Die Villa Varda in Brugnera ist ein perfekt erhaltenes neoklassizistisches Juwel in Friaul-Julisch Venetien mit einer schlichten Fassade und kunstvoll dekorierten Innenräumen. Ihr italienischer Garten mit geometrischen Wegen und Buchsbaumhecken bietet eine intime und geschützte Atmosphäre. Die Villa befindet sich in Privatbesitz und kann bei besonderen Anlässen oder nach Vereinbarung für Gruppen besichtigt werden, wobei sie die Geschichte der lokalen Adelsfamilien erzählt.

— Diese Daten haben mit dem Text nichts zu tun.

PR #1655, opened 2022-07-08
[protein browser] Tooltips for protein-protein interaction graph, highlight on hover

rogershijin:
- Adds tooltips to nodes and links of protein-protein interaction graph (in shameless thievery of @suhana13''s code)
- Adds highlight on hover to all elements with tooltips (thanks to @chejennifer's advice to use element IDs instead of `d3.select(this)`)
- Factors both of these behaviors into a single handler `handleMouseEvents` shared by all charts

@chejennifer unfortunately this goes against your advice of not writing a mouse handler interface that involves callbacks (so I may have written not-so-readable code). Since I factored out the entire `.on("mouseover", ...).on("mousemove", ...).on("mouseout", ...)` chain into `handleMouseEvents` it was easier for me to think in terms of callbacks but please let me know how I can clean this up.

image

I couldn't figure out how to screenshot hover behavior so I ended up with a screenshot with the tooltip but without the highlight on hover.


static/js/protein/chart.ts
```diff
@@ -242,34 +258,117 @@ const LINK_STYLE = {
   },
 };
 
-// https://stackoverflow.com/a/69610045
-function brighten(): void {
-  // brighten object under cursor
-  d3.select(this).style("filter", `brightness(${BRIGHTEN_PERCENTAGE})`);
+/**
```
chejennifer, line 261: nit: I think all of these helper functions: brighten, unbrighten, updateToolTipText, updateToolTipPosition, showTooltip and hideTooltip are not necessary because:
1. they're each only used in one place
2. they all just pass parameters to one other function and don't really contain any logic

static/js/protein/chart.ts
```diff
@@ -73,6 +74,13 @@ export interface VarGeneDataPoint {
   upper: number;
 }
 
+type Selectable = Element | EnterElement | Document | Window | SVGLineElement;
```
chejennifer, line 77: Is this necessary? I see it's used when you pass a selection to handleMouseEvents, but aren't all the selections going to be of type `Element`?

static/js/protein/chart.ts
```diff
@@ -73,6 +74,13 @@ export interface VarGeneDataPoint {
...
+type Datum =
+  | ProteinNumData
```
chejennifer, line 79: don't need that firs `|`

static/js/protein/chart.ts
```diff
@@ -242,34 +258,117 @@ const LINK_STYLE = {
...
+      onMouseOver(idFunc(i), toolTipFunc(d), brightenPercentage);
+    })
+    .on("mousemove", onMouseMove)
+    .on("mouseout", (d, i) => onMouseOut(idFunc(i)));
+}
+
+/**
+ * Get function that takes an index and returns an ID containing the index and chart ID.
+ */
+function getBarIDFunc(chartID: string): (index: number) => string {
```
chejennifer, line 368: I think instead of making this specific to bar, this function can just return `${chartID}-${index}` or `{chartID}-datum-${index}` or something general so it can be used for all the charts

chejennifer (commented):
Awesome job with the refactoring!

static/js/protein/chart.ts
rogershijin: Makes sense, sounds good!

static/js/protein/chart.ts
rogershijin: Oh yea I couldn't figure this one out - if I remove any of these I get an opaque error of the form

```
[tsl] ERROR in /home/rogershijin/project/datacommons-website/static/js/protein/chart.ts(838,7)
      TS2345: Argument of type '(selection: Selection<Element, Datum, SVGGElement, unknown>, idFunc: (index: number) => string, toolTipFunc: (datum: Datum) => string, brightenPercentage?: string) => void' is not assignable to parameter of type '(selection: Selection<SVGLineElement | BaseType, InteractionLink, SVGGElement, unknown>, ...args: any[]) => void'.
  Types of parameters 'selection' and 'selection' are incompatible.
    Type 'Selection<SVGLineElement | BaseType, InteractionLink, SVGGElement, unknown>' is not assignable to type 'Selection<Element, Datum, SVGGElement, unknown>'.
      Type 'SVGLineElement | BaseType' is not assignable to type 'Element'.
        Type 'Window' is missing the following properties from type 'Element': attributes, classList, className, clientHeight, and 154 more.
```

The current hack uses the fact that a [union of types only guarantees the intersection of their properties](https://www.typescriptlang.org/docs/handbook/2/everyday-types.html#union-types) to deal with this, but perhaps there's a much more straightforward way to do this.  Any tips would be greatly appreciated.

static/js/protein/chart.ts
rogershijin: Oh yes!! This bothers me too but I think the linter puts it there automatically so if we took it out every time somebody runs linter on the codebase it would get reinserted.

static/js/protein/chart.ts
rogershijin: Great suggestion! This takes care of my manual `circleIDFunc` now too!

```const circleIDFunc = getElementIDFunc(id, 'circle');```

File: static/js/protein/chart.ts [hunk 5]
```diff
@@ -242,34 +258,77 @@ const LINK_STYLE = {
...
+ * When mouse first enters element specified by given id, brighten it and update/display the global tooltip.
+ */
+function onMouseOver(
+  elementID: string,
+  toolTipText: string,
+  brightenPercentage: string = DEFAULT_BRIGHTEN_PERCENTAGE
+): void {
+  // brighten element: https://stackoverflow.com/a/69610045
+  d3.select(`#${elementID}`).style(
+    "filter",
```
suhana13, line 271: Thank you so much for adding the brightness component. It really enhances the aesthetics of the chart. I was wondering if we'd wanna add the style elements to the protein.scss file ?

suhana13 (approved):
The code looks more organized and so much cleaner. Thank you very much for the awesome changes @rogershijin!

static/js/protein/chart.ts
chejennifer: usually we do want to add styling to the scss file, however, since the brightenPercentage is an argument that gets passed depending on the chart and you can't pass arguments to scss, I think it's easier to set the style here.

rogershijin: Oh! Good point! I'm not sure about which is more kosher - so on the one hand the brightness percentage is a variable which motivates handling this in `chart.ts`, but on the other hand if the number of brightness values we want to support is small we could just enumerate all of them in a few CSS classes.  @chejennifer thoughts on this?

static/js/protein/chart.ts
rogershijin: Wow this works!!! Brilliant!

I also experimented with the below things which failed - I would've never thought to modify the latter 3 arguments without your example.

```
d3.Selection<SVGElement, Datum, SVGGElement, unknown>
d3.Selection<SVGElement | SVGLineElement, Datum, SVGGElement, unknown>
d3.Selection<Element | SVGElement | SVGLineElement, Datum, SVGGElement, unknown>
```

static/js/protein/chart.ts
rogershijin: Oops sorry for not refreshing/thanks for answering my question before I asked it!

chejennifer (approved):
Thanks for the changes!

- Neoklassizistische Architektur aus dem 18. Jahrhundert mit Portikus auf ionischen Säulen und Innenräumen mit Stuck und Fresken
- Historischer italienischer Garten mit geometrischen Beeten, Wegen und perfekt gepflegten Buchsbaumhecken
- Privatbesitz mit Besichtigungsmöglichkeit bei besonderen Anlässen oder nach Vereinbarung für Gruppen
- Günstige Lage in der Nähe des Zentrums von Brugnera, ideal für die Erkundung der Destra Tagliamento und der friaulischen Quellen
Villa Varda in Brugnera, Pordenone: Eine neoklassizistische Villa aus dem 18. Jahrhundert mit reich verzierten Innenräumen aus Stuck und Fresken, umgeben von einem geometrischen historischen italienischen Garten. Besichtigung auf Anfrage für Gruppen möglich.
- Via Villa Varda di San Cassiano, Pordenone (PN)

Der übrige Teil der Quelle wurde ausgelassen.